- _Your instructions_
From the entries below, copy every line that has the word "here".

- _Task material_

*-*-*

PR #9712, opened 2023-11-20
RemoteRule: orthography match, but the original is correct

jaumeortola:


danielnaber:
I've tested this locally and on a test server, looks good. I'll merge this myself or close this PR and use a slightly different version of it. Thanks!

PR #9725, opened 2023-11-22
[fr] VOUS_NOUS_NON_VERBE AP added

LucieSteib:
xml part of https://github.com/languagetooler-gmbh/languagetool-premium/issues/6741

Adding AP to prevent match on 

To be noted ❗ 
LT rule ID seems to be [7]
image_720
but main says [16] 
image_720

The current AP is set on [16] and Main test doesn't find any match anymore. 
To be checked tomorow!


GillouLT (commented):
LGTM! Great AP 🥜 🥜

PR #9744, opened 2023-11-24
[fr] GEMA_23D_FP_fix_batch4

GillouLT:
To address: https://github.com/languagetooler-gmbh/languagetool-premium/issues/6755

ACCORD_V_QUESTION[2] New suggestion added as the user intention could be both singular or plural
ADJ_ADJ_SENT_END[1] AP added (this time actually fixing the FP we encountered during GEMA 23D)
IMP_PRON[12] AP added, no example as the example would need to contain a wrong “ou/où” confusion pair. It’s just to prevent the rule from suggesting gibberish.


languagetool-language-modules/fr/src/main/resources/org/languagetool/rules/fr/grammar.xml
```diff
@@ -92061,6 +92068,11 @@ Foundation, Inc., 51 Franklin St, Fifth Floor, Boston, MA 02110-1301, USA
                     </and>
                     <token regexp="yes">lui|y|[nv]ous|leur|[mt]oi</token>
                 </antipattern>
+                <antipattern>
```
LucieSteib, line 92071: discussion: so here (IMP_PRON[12]) the example would have been "On vous recommande de vous adresser vers le magasin ou vous l'avez acheté." (indeed it's generating really weird things Oo)

LucieSteib (commented):
Just some questions here, but otherwise LGTM.

PR #9754, opened 2023-11-24
[pt] Removed "temp_off" from rule ID:CONFUSÃO_AO_OU

marcoagpinto:
Zero hits in the nightly results.


susanaboatto (approved):

marcoagpinto:
> Perhaps a "sister rule" to this would be to suggest the infinitive to the verb next to “ao” when it appears to be conjugated in the third-person singular. This is a common mistake:
> 
> `errou o alvo ao mira no objeto` → `errou o alvo ao mirar no objeto`

Sure, I will try to code it at 5am or tonight. 😛😛😛😛😛

marcoagpinto:
@susanaboatto 

I was making the rule, but “mira” appears as a noun and not as a verb, so it isn't possible to create the rule, unless the disambiguator accepts it as a verb.

Screenshot 2023-11-27 at 22-53-03 Análise de Texto - LanguageTool

PR #9765, opened 2023-11-27
[fr] BARBARISME_TU[16]

LucieSteib:
BARBARISME_TU[16] really has bad scores in Grafana (to me, it's clearly a style suggestion).

image
Plus, FR gGEC seems to suggest a change (wich by the way could be considered Style, and definitely premium).
image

*-*-*

- _Task solution_
LucieSteib, line 92071: discussion: so here (IMP_PRON[12]) the example would have been "On vous recommande de vous adresser vers le magasin ou vous l'avez acheté." (indeed it's generating really weird things Oo)
Just some questions here, but otherwise LGTM.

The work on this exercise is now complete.